This is on another topic entirely — although the blog in question does comment on the matter of the day– but Sean J. Jordan has a site called Story of a Small Publisher which has some very interesting links and info of a technical nature for selling and marketing. (Also a nice plug for this blog, so thanks Sean.) He also has some wisdom:

I remember one year, I was at WizardWorld Chicago visiting a friend in the Artist’s Alley, and the guy sitting next to him was pathetically begging everyone who walked by to “Please buy my book.” I felt sorry for the guy and wanted to help him out, but his book was $10 and it looked awful. It was around 32 pages, Xeroxed, and stapled by hand, with edgy artwork that had lost some of its definition by being copied and letters that we so small I could barely read them. Buying the book would have been a disservice to the guy, because it would have encouraged him to produce a product like this again instead of forcing him to wonder whether or not this comic book thing was really for him, or just a pipe dream.
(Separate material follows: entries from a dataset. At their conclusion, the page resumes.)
Issue #1448, opened 2021-10-05
Bug: Can not invite users - Invalid registration link [v0.9.1 - RC3]


jankolf:
## Setup
I installed v0.9.1 - RC3 on my [Uberspace account](https://lab.uberspace.de/guide_focalboard.html) and adapted the installation instructions to new focalboard setup (e.g. changed directory name).
Setup is using postgresql, "dbtype", "dbconfig" and "postgres_dbconfig" is set accordingly.

## Steps to reproduce the behavior

1. Click on the left upper side on "focalboard"
2. Click "invite user"
3. Paste link into browser window of another browser
4. ?t=... is stripped from URL
5. Fill out form and click "Register"
6. Result is "Invalid registration link, please contact your administrator"

## Expected behavior

The registration should be complete.

## Edition and Platform

 - Edition: Personal Server
 - Version: v0.9.1 - RC3
 - Browser and OS:  Windows, Vivaldi 4.2.2406.54 and Edge Version 94.0.992.38

## Additional context

As mentioned above, the system is running on Uberspace on a shared hosting system.

mmmint:
Just downgraded to 0.9.0 and it works, meaning bug was introduced in 0.9.1.

chenilim:
Thanks @jankolf and @mmmint! @sbishel, looks like this is a blocking issue for v0.9 Personal Edition. cc @ogi-m.

kamre:
We need Cypress tests for this functionality!

I [started working](https://github.com/kamre/focalboard/pull/1/files#diff-4b5c671a5f23aabe1811d05711075551cb555074a50d99ae91061e62e0f7f1e6) on https://github.com/mattermost/focalboard/issues/42 and wanted to add tests for inviting users also, but the infrastructure for Cypress testing was not ready.

@saturninoabril any updates for the testing infrastructure in focalboard project?

aloks98:
I think I have identified the issue. Mind if I drop a PR on this?

sbishel:
@aloks98 - I was just getting ready to investigate...I'd love to see your PR.

saturninoabril:
Hello @kamre, sorry to block the Cypress item. Feel free to submit PR for [issue-focalboard-42](https://github.com/mattermost/focalboard/issues/42) with your https://github.com/kamre/focalboard/pull/1/files but I'll let Boards team to drive on how to proceed as it's touching the basic foundation of single-server setup. cc @sbishel 

[...]

PR #1456, opened 2021-10-05
GH-1448: change window to history

aloks98:
#### Summary

I wasn't able to figure out why the query params are getting stripped from the URL. But on the `RegisterPage.tsx` we use `useHistory()` which also has a location field storing the initial URL. I just changed the signupToken to use `history.location` instead of `window.location`

#### Ticket Link

Fixes [Issue #1448](https://github.com/mattermost/focalboard/issues/1448)

### DIFF
--- a/webapp/src/pages/registerPage.tsx
+++ b/webapp/src/pages/registerPage.tsx
@@ -20,7 +20,7 @@ const RegisterPage = React.memo(() => {
     const dispatch = useAppDispatch()
 
     const handleRegister = async (): Promise<void> => {
-        const queryString = new URLSearchParams(window.location.search)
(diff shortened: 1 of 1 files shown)


sbishel:
Thanks @aloks98. This PR fixes the issue, but not really the underlying problem. For instance, if you notice with this fix, the registrationToken still disappears. This means that if you refresh the page...it won't work. 

I started looking for the root cause and thanks to you I knew it had something to do with a change to `history` and/or `window`. There was a fix a couple days ago that did just that. Basically that call should only be called if board is running as a plugin (if at all). 

Thanks for your help in resolving this matter. 

Closing in favor of... https://github.com/mattermost/focalboard/pull/1457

You nailed it, Sean! DON’T ENCOURAGE PEOPLE! Tough love. That doesn’t mean you can’t give advice, but when people clearly don’t know what they are doing, just say no.

1 COMMENT

  1. This all seems to come down to timeliness, and while I would never attempt to stiffle creativity, or put a hindrance on someone’s imagination, or attempt to interfere with their craftsmanship, BUT…..if I consistently ran late on my work as (gross over-generalization coming) the comic industry did, then I would have been fired a long time ago.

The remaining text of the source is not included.